PDF forever?

Distant galaxiesThe PDF Association has an article on its site titled “What’s unique about PDF? and why PDF will live forever.” The article claims PDF is “a format of such flexibility and power that it will define the essential ‘electronic document’ concept forever.”

Forever is a long time. No one will think they mean that the last object left as the universe succumbs to entropy will be a disk with a PDF file, but what scale of “forever” gives sense to their claim? In a tweet responding to my skepticism, they offered a clarification:

We’re talking about at least a few centuries, unless a disaster destroys civilization first. After that, something totally different from computers as we know them may replace them — maybe artificial organic brains. Let’s take the year 2500 as a reasonable approximation to forever. Some people can still read Ancient Greek and Cuneiform, so it’s likely that someone will be able to decipher PDF files then.

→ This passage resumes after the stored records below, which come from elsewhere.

Issue #1233, opened 2020-05-27
Add missing timestamps to stateful contraints and summaries


luispollo:
When things get "old" in the UI (e.g. constraint states, artifact vetoes), it's very hard to understand what's going on without timestamps in the cards in the artifact view.

In the example below, there's an artifact marked as bad, but there's no further information:
![image](https://user-images.githubusercontent.com/1323478/82964138-85086300-9f79-11ea-8a42-177fb54833f4.png)

The unanswered questions in this example are:
-  "When did something go wrong?"
-  "When was it marked as bad?"

In order to address that, we should:
- Add a `completedAt` (or similar) field to stateful constraints that keeps track of timing regardless of status (vs. `judgedAt/by`)
- Add a `vetoedAt` (or similar) field to the summary objects for artifact rollouts so we know when a veto happened

See also #939.

luispollo:
@erikmunson Finally added this, just FYI.

PR #1264, opened 2020-06-02
feat(mark-as-bad): add comment, show comment

emjburns:
Closes https://github.com/spinnaker/keel/issues/1233.

Adds a table to store 'mark as bad' comments + user + timestamp. 

`POST /applications/{application}/veto`
with body:

```kotlin
data class EnvironmentArtifactVeto(
  val reference: String,
  val version: String,
  val comment: String?
)
```
Marks an artifact as bad and saves the user who vetoed.

Unmark as bad is `DELETE /{application}/veto/{targetEnvironment}/{reference}/{version}`

(will make the corresponding updates in `gate` shortly)

### DIFF
--- a/keel-core/src/main/kotlin/com/netflix/spinnaker/keel/actuation/ResourceActuator.kt
+++ b/keel-core/src/main/kotlin/com/netflix/spinnaker/keel/actuation/ResourceActuator.kt
@@ -11,6 +11,7 @@ import com.netflix.spinnaker.keel.api.id
 import com.netflix.spinnaker.keel.api.plugins.ResourceHandler
 import com.netflix.spinnaker.keel.api.plugins.supporting
 import com.netflix.spinnaker.keel.core.ResourceCurrentlyUnresolvable
+import com.netflix.spinnaker.keel.core.api.EnvironmentArtifactVeto
 import com.netflix.spinnaker.keel.diff.DefaultResourceDiff
 import com.netflix.spinnaker.keel.events.ResourceActuationLaunched
 import com.netflix.spinnaker.keel.events.ResourceActuationVetoed
@@ -94,7 +95,6 @@ class ResourceActuator(
            * containing [resource]. This ensures that the environment will be fully restored to
            * a prior good-state.
            */
-          // todo eb: limit this to not roll back forever
           if (response.vetoArtifact && resource.spec is VersionedArtifactProvider) {
             try {
               val versionedArtifact = when (desired) {
@@ -121,9 +121,14 @@ class ResourceActuator(
 
                   artifactRepository.markAsVetoedIn(
                     deliveryConfig = deliveryConfig,
-                    artifact = artifact,
-                    version = artifactVersion,
-                    targetEnvironment = environment)
+                    veto = EnvironmentArtifactVeto(
+                      reference = artifact.reference,
+                      version = artifactVersion,
+                      targetEnvironment = environment,
+                      vetoedBy = "Spinnaker",
+                      comment = "Automatically vetoed because deployment of this version failed."
+                    )
+                  )
                   // TODO: emit event + metric
                 }
               }
--- a/keel-core/src/main/kotlin/com/netflix/spinnaker/keel/actuation/ResourceActuator.kt
+++ b/keel-core/src/main/kotlin/com/netflix/spinnaker/keel/actuation/ResourceActuator.kt
@@ -126,7 +126,7 @@ class ResourceActuator(
                       version = artifactVersion,
                       targetEnvironment = environment,
                       vetoedBy = "Spinnaker",
-                      comment = "Automatically vetoed because deployment of this version failed."
+                      comment = "Automatically vetoed because multiple deployments of this version failed."
                     )
                   )
                   // TODO: emit event + metric
--- a/keel-core/src/main/kotlin/com/netflix/spinnaker/keel/core/api/ArtifactSummary.kt
+++ b/keel-core/src/main/kotlin/com/netflix/spinnaker/keel/core/api/ArtifactSummary.kt
@@ -57,10 +57,10 @@ data class ArtifactSummaryInEnvironment(
   val deployedAt: Instant? = null,
   val replacedAt: Instant? = null,
   val replacedBy: String? = null,
-  val isPinned: Boolean = false,
   val pinned: ActionMetadata? = null,
-  val isVetoed: Boolean = false,
+  val isPinned: Boolean = pinned != null,
   val vetoed: ActionMetadata? = null,
+  val isVetoed: Boolean = vetoed != null,
   val statefulConstraints: List<StatefulConstraintSummary> = emptyList(),
   val statelessConstraints: List<StatelessConstraintSummary> = emptyList()
 )
--- a/keel-core/src/main/kotlin/com/netflix/spinnaker/keel/core/api/ArtifactSummary.kt
+++ b/keel-core/src/main/kotlin/com/netflix/spinnaker/keel/core/api/ArtifactSummary.kt
@@ -58,12 +58,14 @@ data class ArtifactSummaryInEnvironment(
   val replacedAt: Instant? = null,
   val replacedBy: String? = null,
   val isPinned: Boolean = false,
-  val pinned: Pinned? = null,
+  val pinned: ActionMetadata? = null,
+  val isVetoed: Boolean = false,
+  val vetoed: ActionMetadata? = null,
   val statefulConstraints: List<StatefulConstraintSummary> = emptyList(),
   val statelessConstraints: List<StatelessConstraintSummary> = emptyList()
 )
 
-data class Pinned(
+data class ActionMetadata(
   val at: Instant,
   val by: String?,
   val comment: String?
--- a/keel-core/src/main/kotlin/com/netflix/spinnaker/keel/core/api/EnvironmentArtifactVeto.kt
+++ b/keel-core/src/main/kotlin/com/netflix/spinnaker/keel/core/api/EnvironmentArtifactVeto.kt
@@ -3,20 +3,27 @@ package com.netflix.spinnaker.keel.core.api
 import com.netflix.spinnaker.keel.api.artifacts.DeliveryArtifact
 import java.time.Instant
 
-data class EnvironmentArtifactPin(
+data class EnvironmentArtifactVeto(
   val targetEnvironment: String,
   val reference: String,
   val version: String,
-  val pinnedBy: String?,
+  val vetoedBy: String?,
   val comment: String?
 )
 
-data class PinnedEnvironment(
+data class VetoedArtifact(
   val deliveryConfigName: String,
   val targetEnvironment: String,
   val artifact: DeliveryArtifact,
   val version: String,
-  val pinnedBy: String?,
-  val pinnedAt: Instant?,
+  val vetoedBy: String?,
+  val vetoedAt: Instant?,
   val comment: String?
+)
+
+data class EnvironmentArtifactVetoes(
+  val deliveryConfigName: String,
+  val targetEnvironment: String,
+  val artifact: DeliveryArtifact,
+  val versions: MutableSet<String>
 )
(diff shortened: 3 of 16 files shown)


keel-core/src/main/kotlin/com/netflix/spinnaker/keel/actuation/ResourceActuator.kt
```diff
@@ -121,9 +121,14 @@ class ResourceActuator(
...
-                    artifact = artifact,
-                    version = artifactVersion,
-                    targetEnvironment = environment)
+                    veto = EnvironmentArtifactVeto(
+                      reference = artifact.reference,
+                      version = artifactVersion,
+                      targetEnvironment = environment,
+                      vetoedBy = "Spinnaker",
+                      comment = "Automatically vetoed because deployment of this version failed."
+                    )
```
emjburns, line 130: This creates an automated user + reason for automatic rollbacks. Thoughts on wording here?

keel-core/src/main/kotlin/com/netflix/spinnaker/keel/core/api/ArtifactSummary.kt
```diff
@@ -58,12 +58,14 @@ data class ArtifactSummaryInEnvironment(
...
-  val pinned: Pinned? = null,
+  val pinned: ActionMetadata? = null,
+  val isVetoed: Boolean = false,
+  val vetoed: ActionMetadata? = null,
   val statefulConstraints: List<StatefulConstraintSummary> = emptyList(),
   val statelessConstraints: List<StatelessConstraintSummary> = emptyList()
 )
 
-data class Pinned(
+data class ActionMetadata(
```
emjburns, line 68: Reusing across pin + veto

keel-sql/src/main/kotlin/com/netflix/spinnaker/keel/sql/SqlArtifactRepository.kt
```diff
@@ -952,15 +974,28 @@ class SqlArtifactRepository(
...
         .orderBy(ENVIRONMENT_ARTIFACT_VERSIONS.DEPLOYED_AT.desc())
         .fetchOne { (version, deployedAt, promotionStatus, replacedBy, replacedAt) ->
-          val pinned: Pinned? = jooq
-            .select(ENVIRONMENT_ARTIFACT_PIN.PINNED_BY, ENVIRONMENT_ARTIFACT_PIN.PINNED_AT, ENVIRONMENT_ARTIFACT_PIN.COMMENT)
-            .from(ENVIRONMENT_ARTIFACT_PIN)
-            .where(ENVIRONMENT_ARTIFACT_PIN.ENVIRONMENT_UID.eq(deliveryConfig.getUidFor(environmentName)))
-            .and(ENVIRONMENT_ARTIFACT_PIN.ARTIFACT_UID.eq(artifact.uid))
-            .and(ENVIRONMENT_ARTIFACT_PIN.ARTIFACT_VERSION.eq(version))
-            .fetchOne { (pinnedBy, pinnedAt, comment) ->
-              Pinned(at = pinnedAt.toInstant(UTC), by = pinnedBy, comment = comment)
```
emjburns, line 962: I'm worried that gathering this data will make the api slower. I'm not going to fix that in this PR, I think we need a broader discussion about how to cache state here or generate api view that get get refreshed.

keel-web/src/main/kotlin/com/netflix/spinnaker/keel/rest/ApplicationController.kt
```diff
@@ -198,8 +199,10 @@ class ApplicationController(
     @PathVariable("application") application: String,
     @RequestBody veto: EnvironmentArtifactVeto
   ) {
-
-    applicationService.markAsVetoedIn(application, veto, true)
+    val succeeded = applicationService.markAsVetoedIn(user, application, veto, true)
+    if (!succeeded) {
+      throw InvalidVetoException(application, veto.targetEnvironment, veto.reference, veto.version)
+    }
```
emjburns, line 205: a 'mark as bad' could fail if that version is pinned. in this case, we throw an error with a good user message.

keel-core/src/main/kotlin/com/netflix/spinnaker/keel/actuation/ResourceActuator.kt
gal-yardeni: Maybe "this version is vetoed automatically as we tried to deploy it multiple times and it failed"?

keel-core/src/main/kotlin/com/netflix/spinnaker/keel/core/api/ArtifactSummary.kt
gal-yardeni: Love it!

keel-core/src/main/kotlin/com/netflix/spinnaker/keel/core/api/EnvironmentArtifactVeto.kt
```diff
@@ -0,0 +1,29 @@
+package com.netflix.spinnaker.keel.core.api
+
+import com.netflix.spinnaker.keel.api.artifacts.DeliveryArtifact
+import java.time.Instant
+
```
gal-yardeni, line 5: I'm confused about the 3 classes here -- can you please add some descriptions?

keel-core/src/main/kotlin/com/netflix/spinnaker/keel/exceptions/InvalidVetoException.kt
```diff
@@ -0,0 +1,7 @@
+package com.netflix.spinnaker.keel.exceptions
+
+import org.omg.CORBA.UserException
+
+class InvalidVetoException(application: String, environment: String, reference: String, version: String) :
+  UserException("Unable to veto artifact version $version with reference $reference in environment " +
+  "$environment and application $application. Is this version pinned?")
```
gal-yardeni, line 7: Is pinning the only reason to get this exception?

keel-web/src/main/kotlin/com/netflix/spinnaker/keel/rest/ApplicationController.kt
gal-yardeni: is it possible to throw that exception within `pplicationService.markAsVetoedIn`? it'll make the controller cleaner.

keel-web/src/main/kotlin/com/netflix/spinnaker/keel/rest/ExceptionHandler.kt
```diff
@@ -86,9 +87,9 @@ class ExceptionHandler(
     return ApiError(CONFLICT, e)
   }
 
-  @ExceptionHandler(ValidationException::class)
+  @ExceptionHandler(ValidationException::class, InvalidVetoException::class)
   @ResponseStatus(BAD_REQUEST)
-  fun onInvalidDeliveryConfig(e: ValidationException): ApiError {
+  fun onInvalidDeliveryConfig(e: Exception): ApiError {
```
gal-yardeni, line 92: why was this changed?

emjburns: So that we could do the same thing for multiple exception classes (previously this was only handling the `ValidationException` as a `BAD_REQUEST`

keel-core/src/main/kotlin/com/netflix/spinnaker/keel/core/api/EnvironmentArtifactVeto.kt
emjburns: I can for the first one, i'll remove the middle one (i didn't need it but forgot about it), and the third is just a lift from another class to not be in with the pin stuff

keel-core/src/main/kotlin/com/netflix/spinnaker/keel/exceptions/InvalidVetoException.kt
emjburns: I think there might be another way (like something fails?) but this is the most probable way, and as far as I could tell the only way the 'veto' function would return false (false == veto didn't work). That's why I kept this like asking a question

keel-web/src/main/kotlin/com/netflix/spinnaker/keel/rest/ApplicationController.kt
emjburns: sure

keel-core/src/main/kotlin/com/netflix/spinnaker/keel/core/api/ArtifactSummary.kt
```diff
@@ -58,12 +58,14 @@ data class ArtifactSummaryInEnvironment(
   val replacedAt: Instant? = null,
   val replacedBy: String? = null,
   val isPinned: Boolean = false,
-  val pinned: Pinned? = null,
+  val pinned: ActionMetadata? = null,
+  val isVetoed: Boolean = false,
```
lorin, line 62: Is it ever possible for `isVetoed` to be true and `vetoed` to be null? If not, I would just change `isVetoed` to a property that checks if `vetoed` is null. (Same with `pinned`)

keel-core/src/main/kotlin/com/netflix/spinnaker/keel/actuation/ResourceActuator.kt
lorin: I like @gal-yardeni's idea of communicating that there were multiple attempts.

keel-core/src/main/kotlin/com/netflix/spinnaker/keel/services/ApplicationService.kt
```diff
@@ -102,18 +103,17 @@ class ApplicationService(
...
-      artifact = artifact,
-      version = veto.version,
-      targetEnvironment = veto.targetEnvironment,
+      veto = veto.copy(vetoedBy = user),
       force = force
     )
+    if (!succeeded) {
+      throw InvalidVetoException(application, veto.targetEnvironment, veto.reference, veto.version)
+    }
+    // TODO: publish ArtifactVetoedEvent
```
lorin, line 116: Is this `TODO` something that should be done for this PR, or can it come later?

emjburns: no, it's for later. the best kind of todo :D 

We need to surface events other than resource events, and we don't do that now. So I don't want to add any events

keel-sql/src/main/kotlin/com/netflix/spinnaker/keel/sql/SqlArtifactRepository.kt
```diff
@@ -574,33 +576,46 @@ class SqlArtifactRepository(
...
+                ENVIRONMENT_ARTIFACT_VERSIONS.ARTIFACT_VERSION.eq(veto.version)
               )
               .execute()
 
+            txn.insertInto(ENVIRONMENT_ARTIFACT_VETO)
+              .set(ENVIRONMENT_ARTIFACT_VETO.ENVIRONMENT_UID, envUid)
+              .set(ENVIRONMENT_ARTIFACT_VETO.ARTIFACT_UID, artUid)
+              .set(ENVIRONMENT_ARTIFACT_VETO.ARTIFACT_VERSION, veto.version)
+              .set(ENVIRONMENT_ARTIFACT_VETO.VETOED_AT, clock.timestamp())
+              .set(ENVIRONMENT_ARTIFACT_VETO.VETOED_BY, veto.vetoedBy)
```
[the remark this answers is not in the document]
emjburns: I didn't want to have a separate class just to capture that this is not null after it's submitted. I think the risk of this throwing an exception is pretty low. thanks for pointing it out though!

keel-core/src/main/kotlin/com/netflix/spinnaker/keel/core/api/ArtifactSummary.kt
emjburns: That's actually what we do when we create this class. I think you're right, it would be better to do it as a property

keel-core/src/main/kotlin/com/netflix/spinnaker/keel/actuation/ResourceActuator.kt
emjburns: Updated to indicate that there were multiple deployments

This won’t be because of the flexibility and power of PDF, though; it will be because someone’s still interested in old documents. No one will be using PDF for anything but historical purposes then. Electronic stored-program computers have been around since the late 1940s; their entire history so far is about one human lifetime. PDF has been around for about 22 years, or the time it takes a newborn baby to grow into an adult. That’s not a lot of time compared to even a myopic definition of forever, and it’s already seen huge changes.

People tend to assume the world will always be the way it is now. Andy Ihnatko once told me that Amazon will last forever. But things change, computers faster than anything else. Imagine going back in time to 1990 and explaining Netflix or SMS messaging to anyone. Imagine telling them that in 25 years, pocket-sized computers with gigabytes of storage will fit in people’s pockets, cost a couple of hundred dollars, and be used mostly as telephones. We can’t guess what computers will be like in 2050, let alone 2500.

PDF’s main focus is on the appearance of documents. It has features for describing structure, but they’re secondary and not easy to use. In the future, the idea of fixed-layout documents may become obsolete. New formats may treat documents as abstract information, with software laying it out as needed, speaking it, or even translating it into a foreign language. EPub is headed in that direction. Computers may someday stop using 8-bit bytes or discrete files, undermining the whole present-day concept of what a file format is.

Digital preservation efforts usually focus on keeping documents alive for a few decades. Reaching any further out than that is really hard, requiring wild guesses about what will and won’t change. The safest assumption is that everything we have today will be obsolete before very long, and we should figure out how to ease the task of people peering back into our primitive times.

One response to “PDF forever?

  1. There’s nothing unique about PDF — except perhaps that it’s an electronic representation of a printed (hardcopy) page. Which is, when you think about it, a kind of silly idea.

    The other claimed advantages: mixing pages produced in different tools, platform-independence, forms, client-side scripting (Javascript), etc. are equally well provided by:
    and probably several other formats I’m probably not aware of. Heck, you could probably store documents in Maker Interchange Format, the XML-like format used to move documents between different versions of Adobe Framemaker.

    Granted, few non-proprietary programs for handling exist at the moment and there is no published spec, but I’ve eyeballed MIF docs, and it wouldn’t take a lot to extend an XML-aware document reader to handle MIF, translate it to other formats, etc. And, if you want to preserve pages, MIF does that just as well as PDF, with the added advantage that you can make sense of a raw MIF document with just your eyes and brain.

    But really, how important is it that page formatting be retained. Aren’t we more interested in the document’s internal structure, as it relates to the meaning of the document.

    That is, we want to preserve the following concepts:
    1. The content itself: text, images, video, sound, and other multimedia content.
    2. The sequence of content: this paragraph comes before that image, which in turn is followed by that other image.
    3. Proximity. Paging is one way of representing proximity: we want “this image” to be “on the same page as” “that text” (which references “this image”). But what we _really_ want is for “this image” to be near enough to “that text” that the viewer can see both at the same time.

    HTML doesn’t quite represent that, only sequence, but we can approximate it pretty well: allow an image (or flash object or…) to float, but force it to be nearby using the “clear” CSS property. I believe that EPUB can do somewhat better, but I’m not clear on the inside details of EPUB.

    And of course HTML/CSS can _also_ represent page breaks, with the attributes page-break-before, page-break-after, and page-break-inside.

    The assertion is silly on its face.